Build orders are mandatory to play AoE2 or Starcraft competitively.
Well... I think any competitive game is always going to involve some level of fine-tuning and routine that may feel tedious, especially since competitive games by their nature should minimize randomization. And it's hard to prevent a build order without introducing RNG, the most you can do is allow build order automation (partial as in SCFA or entire), but since it's a largely dead genre nobody's going to expand on SCFA's template system.
I've never heard of SCFA before, but it sounds awesome. My quip about ''why play when a script can do it'' wasn't pure rhetoric, I wouldn't actually mind using scripts or templates, that sounds great.
In that case I'll elaborate some what. SCFA is Supreme Commander: Forged Alliance, sequel to Supreme Commander, itself a spiritual successor to Total Annihilation. SCFA is basically the final game in the "series" and, in my opinion, the best. It has some issues, most notably command dropping later in the games and pathfinding issues, both of which are probably due to the number of units involved and the overall scale of the game. However, it does a lot of things really well, which other RTS haven't really ventured into:
You can save buildings as templates. A basic example is a T1 turret surrounded by wall sections, which costs barely more but is much more durable. Another example is four T1 mass storage spaced so that when the template is built around a mass extractor, they will all contribute the full adjacency bonus to its production. A more fancy example is a T3 power generator surrounded by T2 mass fabricators for lategame mass production (the energy costs are offset by the pgen they surround) and with basic wall sections at each corner so you can click and drag a line of copies of the template across the map, and they'll be spaced out (due to the wall sections you built as spacers) such that their death explosion doesn't set off a chain reaction, if one is destroyed. You could also do this with your opening factory setup, either as one whole series of buildings or as a few separate templates for main base components ie a power farm, an array of factories, etc.
You can click and drag to build. One of the main reasons I and a lot of players don't bother templating our starting build orders (just finnicky stuff like mass storages or a hydrocarbon plant with energy storages around it, stuff like that, to save a ton of clicking while staying flexible) is that SupCom makes it really easy to build stuff. You can select a factory to build and instead of having to shift-click a bunch of them as you do in many RTS, you just click and drag and your worker(s) will build them in a row as you defined it. Same goes for things like pgens. I just pick a workers, hotkey for pgen, click and drag, and that's my starter power farm dealt with almost instantly. I'll probably send more workers to assist (right click on a worker that's carrying out the order and the ones you have selected will assist it with everything it does until they are told otherwise), but that's about it. I don't think most other RTS allow this, though I could be remembering wrong as SCFA is the only one I play anymore. I'm pretty sure most of them rely on Shift Clicking for every single building which is really, really tedious.

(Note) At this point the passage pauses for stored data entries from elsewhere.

PR #159, opened 2026-03-05
refactor!: rename `tool_context` to `context`

Thibaut:
`tool_context` stopped being "context for tools" once we started passing it around for doing dynamic model selection and guardrails. We have even more features in the works that would use this "context" for dynamic behavior, namely dynamic instructions https://github.com/janeapp/riffer/pull/158 and skills https://github.com/janeapp/riffer/pull/151. So I think we're due for renaming this object `context`, to avoid confusion and simplify things. It's a breaking change, but better now than later.

### DIFF
--- a/docs/03_AGENTS.md
+++ b/docs/03_AGENTS.md
@@ -37,12 +37,12 @@ class MyAgent < Riffer::Agent
 end
 ```
 
-When the lambda accepts a parameter, it receives the `tool_context`:
+When the lambda accepts a parameter, it receives the `context`:
 
 ```ruby
 class MyAgent < Riffer::Agent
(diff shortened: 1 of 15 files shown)


docs/03_AGENTS.md
```diff
@@ -283,7 +283,7 @@ response = MyAgent.generate([
 ])
 
 # With tool context
```
cloetzi: issue(non-blocking): `tool context` leftover.

cloetzi (approved):
I think PR title should include the hint for `release please`. Not sure what the tag is to indicate that it is a breaking change in the changelog.

PR #165, opened 2026-03-09
feat: Unify generate/stream API with multi-turn support, remove resume methods

cloetzi:
## Summary

- **Remove `resume` / `resume_stream` / `restore_state`** — these separate methods are replaced by unified behavior in `generate` and `stream`
- **Multi-turn string continuation** — calling `generate("Follow up")` on an agent with existing messages appends the user message and continues the conversation (no system message duplication, pending tool calls executed, step offset preserved)
- **Array input = cross-process resume** — passing an array to a fresh agent uses messages as-is (no system messages prepended). Passing an array to an agent that already has messages raises `Riffer::ArgumentError`
- **Split system messages** — instructions and skills catalog are now two separate system messages instead of one combined message
- **Public `instruction_message` / `skills_message`** — new methods for database persistence workflows where system messages need to be stored independently
- **Per-call state reset** — `context`, tools, tool runtime, model, skills state, and interrupted flag reset on each call. Only message history and cumulative `token_usage` persist across calls. Documentation makes this explicit.

### Input behavior matrix

| Input | Agent state | Behavior |
|---|---|---|
| String | Fresh agent | New conversation (builds system messages + user message) |
| String | Has messages | Continue conversation (appends user message, resume mode) |
| Array | Fresh agent | Cross-process resume (messages used as-is) |
| Array | Has messages | Raises `Riffer::ArgumentError` |

## Test plan

- [x] `bundle exec rake` passes (tests + lint + type checking)
- [ ] Verify multi-turn: `agent.generate("Hello"); agent.generate("Follow up")`
- [ ] Verify cross-process resume: `MyAgent.new.generate(persisted_messages)`
- [ ] Verify guard: `agent.generate("Hello"); agent.generate([...])` raises
- [ ] Verify context must be re-passed: `agent.generate("Hello", context: ctx); agent.generate("More", context: ctx)`

### DIFF
--- a/docs/03_AGENTS.md
+++ b/docs/03_AGENTS.md
@@ -293,6 +293,14 @@ The behavior depends on what you pass and the agent's current state:
 | **Array** | No prior messages | **Restore from persisted data.** Uses the array as-is (no system messages added). Pending tool calls are executed. This is for cross-process resume. |
 | **Array** | Has messages from a prior call | **Raises `Riffer::ArgumentError`.** Use a string to continue, or a new agent instance to start from a persisted array. |
 
+**State reset per call:** Each call to `generate` or `stream` resets `context`, tools, tool runtime, model, skills state, and the interrupted flag. This means `context:` must be passed on every call — it is not carried over from a previous call. The only state that persists across calls is the message history and cumulative `token_usage`.
+
+```ruby
+agent.generate('Hello', context: {user_id: 123})
+agent.generate('Follow up')  # context is nil here — pass it again if needed
+agent.generate('More', context: {user_id: 123})  # context is restored
+```
+
 ```ruby
 # New conversation (class method — recommended for simple calls)
 response = MyAgent.generate('Hello')
--- a/docs/03_AGENTS.md
+++ b/docs/03_AGENTS.md
@@ -282,27 +282,38 @@ See [Guardrails](09_GUARDRAILS.md) for detailed documentation.
 
 ### generate
 
-Generates a response synchronously. Returns a `Riffer::Agent::Response` object:
+Generates a response synchronously. Returns a `Riffer::Agent::Response` object.
+
+The behavior depends on what you pass and the agent's current state:
+
+| Input | Agent state | Behavior |
+|---|---|---|
+| **String** | No prior messages | **New conversation.** Builds system messages (instructions + skills), adds user message, calls the LLM. |
+| **String** | Has messages from a prior call | **Continue conversation.** Appends the user message to the existing history and re-enters the LLM loop. Pending tool calls from a prior interrupt are executed first. |
+| **Array** | No prior messages | **Restore from persisted data.** Uses the array as-is (no system messages added). Pending tool calls are executed. This is for cross-process resume. |
+| **Array** | Has messages from a prior call | **Raises `Riffer::ArgumentError`.** Use a string to continue, or a new agent instance to start from a persisted array. |
 
 ```ruby
-# Class method (recommended for simple calls)
+# New conversation (class method — recommended for simple calls)
 response = MyAgent.generate('Hello')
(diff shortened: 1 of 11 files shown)


lib/riffer/agent.rb
```diff
@@ -297,51 +299,43 @@ def stream(prompt_or_messages, files: nil, context: nil)
...
-
-    restore_state(messages: messages, context: context)
-
-    Enumerator.new do |yielder|
-      run_stream_loop(yielder, resume: true)
-    end
+  # Returns +nil+ when no instructions are configured.
+  #
+  #: (?context: Hash[Symbol, untyped]?) -> Riffer::Messages::System?
+  def instruction_message(context: nil)
```
Thibaut: Just a suggestion in passing before I do a full review later: call this `generate_instruction_message` (and `generate_skills_message`) to make it clear this is constructing a new message each time, not setting it or anything like that.

lib/riffer/agent.rb
```diff
@@ -297,51 +299,43 @@ def stream(prompt_or_messages, files: nil, context: nil)
...
-    restore_state(messages: messages, context: context)
-
-    Enumerator.new do |yielder|
-      run_stream_loop(yielder, resume: true)
-    end
+  # Returns +nil+ when no instructions are configured.
+  #
+  #: (?context: Hash[Symbol, untyped]?) -> Riffer::Messages::System?
+  def generate_instruction_message(context: nil)
+    build_instruction_message(context)
```
tsov: Bug: `context` here is the keyword argument value (defaulting to `nil`), but `build_instruction_message` takes a positional argument with `= @context` as its default. Ruby only applies the positional default when the argument is **omitted entirely** — passing `nil` explicitly means it receives `nil`, not `@context`.

So `generate_instruction_message(context: {name: "Alice"})` will pass `nil` through to `build_instruction_message(nil)`, ignoring the caller's context.

Fix:
```ruby
def generate_instruction_message(context: nil)
  build_instruction_message(context || @context)
end
```

docs/03_AGENTS.md
```diff
@@ -282,27 +282,46 @@ See [Guardrails](09_GUARDRAILS.md) for detailed documentation.
...
+Generates a response synchronously. Returns a `Riffer::Agent::Response` object.
+
+The behavior depends on what you pass and the agent's current state:
+
+| Input | Agent state | Behavior |
+|---|---|---|
+| **String** | No prior messages | **New conversation.** Builds system messages (instructions + skills), adds user message, calls the LLM. |
+| **String** | Has messages from a prior call | **Continue conversation.** Appends the user message to the existing history and re-enters the LLM loop. Pending tool calls from a prior interrupt are executed first. |
+| **Array** | No prior messages | **Restore from persisted data.** Uses the array as-is (no system messages added). Pending tool calls are executed. This is for cross-process resume. |
+| **Array** | Has messages from a prior call | **Raises `Riffer::ArgumentError`.** Use a string to continue, or a new agent instance to start from a persisted array. |
```
bottrall: **Nitpick(non-blocking):** Run prettier on this if you can.

lib/riffer/agent.rb
```diff
@@ -273,7 +274,7 @@ def generate(prompt_or_messages, files: nil, context: nil)
     all_modifications.concat(modifications)
     return build_response("", tripwire: tripwire, modifications: all_modifications) if tripwire
 
-    run_generate_loop(all_modifications)
+    run_generate_loop(all_modifications, resume: continuation)
```
bottrall: **Suggestion(non-blocking):** We could probably remove the `resume` argument from `run_generate_loop`.



It's only used for `execute_pending_tool_calls`, which no-ops efficiently if there's nothing needed to be done.

bottrall (approved):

All orders can be adjusted. If you've told a worker to build a bunch of stuff, you can hold shift to see the queued orders on the map and move any unbuilt buildings to other locations, or remove them from the queue. I don't believe you can insert new orders, which is one of SCFA's limitations. You can also adjust patrol paths in the same way, or adjust rally paths from factories. Speaking of which, factories can assist other factories. If you've told one factory to build a looping queue of 5 tanks 1 arty 1 aa indefinitely and to send them on a rally path down to the front line, you can select any other factory, right click on that one, and it will produce the same queue of units and send them along the same rally path.
It has a flux economy (Homeworld does this as well to a limited degree) which means that instead of a flat price at the start, you pay for a unit as you build it. The faster you build, the faster resources are consumed. You can allocate building power via engineers assisting buildings to construct priority units or buildings faster at the expense of greater resource consumption. A common example is having a ton of engineers assist a T3 air factory to churn out air superiority fighters quickly. This isn't really a convenience example but it is an example of how SCFA pushed for better mechanics. Another example, SCFA has a full strategic camera. You can zoom out to see the entire map (units change to icons at a certain range though you can opt to always overlay the icons at any range) and zoom back in just as smoothly, at any time. It is a nice way of monitoring the overall flow of the map, provided you have sufficient radar and/or sonar coverage.
There are issues and areas where it could use improvement, like being able to let other units take over a build template instead of just assisting the ones that initially got the order, or including default production queues for factories in a template, but even with what they do have, SCFA goes a really long way in reducing a lot of the finnicky busywork that many RTS suffer from, without sacrificing complexity or hamstringing basebuilding; in fact it's more complex than most with things like adjacency bonuses and the need to maintain a sufficient power grid to run all your shields and radar, not just paying flat costs for stuff. Yet despite all that it's so much more convenient to play. This is probably why I don't mind build orders, there's a ton less clicking and setup time required in SCFA to do them compared to the experience in most RTS where you have to do a single click for each and every thing that gets built.
And I'll admit that yes, I forgot how tedious it is in most RTS until you pointed this out. And you are quite right about the build order experience in those games being unpleasant.